**Directions:** Can you retype only the lines from the one with "Abort trap: 6" through the final line of the material, exactly as given?

┌─ Given information

PR #921, opened 2021-04-04
[Mining] IncrementExtraNonce without cs_main

Zannick:
### Problem ###
While mining SHA256D, the wallet periodically gets stuck, failing to stay caught up with the chain. (At the same time, the mining significantly slows down.)

### Root Cause ###
Lock contention; SHA256D is very fast, completing its loop in subsecond time on a modern cpu, meaning every thread goes through lock-heavy sections of the block template creation code multiple times per second. In comparison, RandomX on the same machine takes minutes to complete its loop, usually being interrupted by the creation of a new block instead of reaching the maximal number of attempts.

### Solution (partial) ###
Reduce lock contention on `cs_main`. The nonce setup prior to running the hashes includes grabbing `cs_main` to perform `IncrementExtraNonce`. It takes this lock to safely get the chain tip and then to safely compare the current thread's `prevHeaderHash` against a static value, resetting the nonce to 0 and updating the static value if it doesn't match.

However, it only uses the chain tip for its height, which we can get without a lock.

Second, the nonce being reset to 0 is thread-local; other threads are not affected by the first thread to reach this part in a new block. Also, the nonce base is constantly increasing in a separate section, so there does not really appear to be a requirement that nonces start from 0 on a new block; the lock on `nNonce_base` already assures us that we get a unique number for each thread. As such, I believe we can safely remove the nonce reset here. (I think we can also remove the extra increment, but I've left it in for now.)

Cleanup: Also removes one extraneous copy of the nonce into a thread local variable
(there were previously two, and I suspect the extra was already being optimized away).

### Bounty PR ###
#862

### Bounty Payment Address ##

### Unit Testing Results ###
`test_veil.exe` appears to crash on my system, so manually ran all the tests via a script and compared to master. No differences.

### DIFF
--- a/src/miner.cpp
+++ b/src/miner.cpp
@@ -814,19 +814,13 @@ void BlockAssembler::addPackageTxs(int &nPackagesSelected, int &nDescendantsUpda
     }
 }
 
-void IncrementExtraNonce(CBlock* pblock, const CBlockIndex* pindexPrev, unsigned int& nExtraNonce)
+void IncrementExtraNonce(CBlock* pblock, unsigned int nHeight, unsigned int& nExtraNonce)
 {
     // Update nExtraNonce
-    static uint256 hashPrevBlock;
-    if (hashPrevBlock != pblock->hashPrevBlock)
-    {
-        nExtraNonce = 0;
-        hashPrevBlock = pblock->hashPrevBlock;
-    }
     ++nExtraNonce;
-    unsigned int nHeight = pindexPrev->nHeight+1; // Height first in coinbase required for block.version=2
     CMutableTransaction txCoinbase(*pblock->vtx[0]);
-    txCoinbase.vin[0].scriptSig = (CScript() << nHeight << CScriptNum(nExtraNonce)) + COINBASE_FLAGS;
+    // Height first in coinbase required for block.version=2
+    txCoinbase.vin[0].scriptSig = (CScript() << (nHeight+1) << CScriptNum(nExtraNonce)) + COINBASE_FLAGS;
     assert(txCoinbase.vin[0].scriptSig.size() <= 100);
 
     pblock->vtx[0] = MakeTransactionRef(std::move(txCoinbase));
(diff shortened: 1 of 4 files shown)


CaveSpectre11 (approved):
With the explanation it does make sense, and I don't see anything structurally wrong with it.  I'm going to utACK https://github.com/Veil-Project/veil/pull/921/commits/a3168e74a1ef886d220e771ea9974b8ca582fb1a

But I definitely want @codeofalltrades to give it a run for it's money, and it also needs some QA time as well.

seanPhill:
I am running #921 on mainnet and just checked it (after a couple of days of running) and found it lagging by several minutes. All the connected peers were showing sync further behind. I had been running 5 out of 6 cores on SHA, while using the computer for Twitter and Discord chat. I stopped mining, and immediately it caught up several blocks and then the peers tab showed the peers were caught up. Evidently the peers' sync data shown was old.

Zannick:
That (the wallet falling behind while mining SHA) sounds like a symptom of #862, which this doesn't fully address. Potentially "several minutes behind" is an improvement over my experience of being full-on stuck. Interesting to note that it might be the peers' sync data that is getting stuck on the other end, I may look into that separately.

So I think that's not caused by this PR, but if the same thing happens with RandomX mining, please do let me know.

seanPhill:
Okay. I'll switch to RandomX on mainnet and testnet. I've never done very well on these computers with RandomX, but with SHA difficulty so much higher than before (with so many new in-wallet miners) I didn't get any mainnet SHA in these two days anyway. (My iMac and Mac Pro are both from late-2013. i7 and XEON E5 respectively.)

seanPhill:
I just accidentally quit the mainnet wallet while it was mining RandomX and I got 

> $ ./veil-qt
> Assertion failed: (!setBlockIndexCandidates.empty()), function PruneBlockIndexCandidates, file validation.cpp, line 3467.
> Abort trap: 6

It's been a while since I've had that. I thought something else had the foreground when I quit.

Zannick:
Interesting. I don't see a way this might be related to the changes here, but I'll take a look at the issue regardless.

codeofalltrades (approved):
ACK a3168e74a1ef886d220e771ea9974b8ca582fb1a

codeofalltrades:
Running for 4 days
Machine 1: 1 core mining on a 2 core machine 
Machine 2: 2 cores mining on a 6 core machine; Change today to 4 of 6 cores mining.

codeofalltrades:
Running for 7 days
Machine 1: 1 core mining on a 2 core machine
Machine 2: 4 of 6 cores mining to much, got stuck. 3 of 6 was fine.
QA Complete for me.

Zannick:
4 would probably work with RandomX (which is affected by this change even though the main intent behind it is an improvement to SHA).

seanPhill:
Complete and fine for me. My testnet RandomX ran fine with 4 threads on a four core (old) i7.
SHA was fine on my usual 4 of 6 cores, but I didn't run it as long.
Had a power outage this morning. Busily mining RandomX on testnet was fine. Mainnet wallet was fine after two restarts, but had not been mining at the time of the power outage, as it was just resyncing from being off for a while.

└─

**Written response:**
> Abort trap: 6

It's been a while since I've had that. I thought something else had the foreground when I quit.

Zannick:
Interesting. I don't see a way this might be related to the changes here, but I'll take a look at the issue regardless.

codeofalltrades (approved):
ACK a3168e74a1ef886d220e771ea9974b8ca582fb1a

codeofalltrades:
Running for 4 days
Machine 1: 1 core mining on a 2 core machine 
Machine 2: 2 cores mining on a 6 core machine; Change today to 4 of 6 cores mining.

codeofalltrades:
Running for 7 days
Machine 1: 1 core mining on a 2 core machine
Machine 2: 4 of 6 cores mining to much, got stuck. 3 of 6 was fine.
QA Complete for me.

Zannick:
4 would probably work with RandomX (which is affected by this change even though the main intent behind it is an improvement to SHA).

seanPhill:
Complete and fine for me. My testnet RandomX ran fine with 4 threads on a four core (old) i7.
SHA was fine on my usual 4 of 6 cores, but I didn't run it as long.
Had a power outage this morning. Busily mining RandomX on testnet was fine. Mainnet wallet was fine after two restarts, but had not been mining at the time of the power outage, as it was just resyncing from being off for a while.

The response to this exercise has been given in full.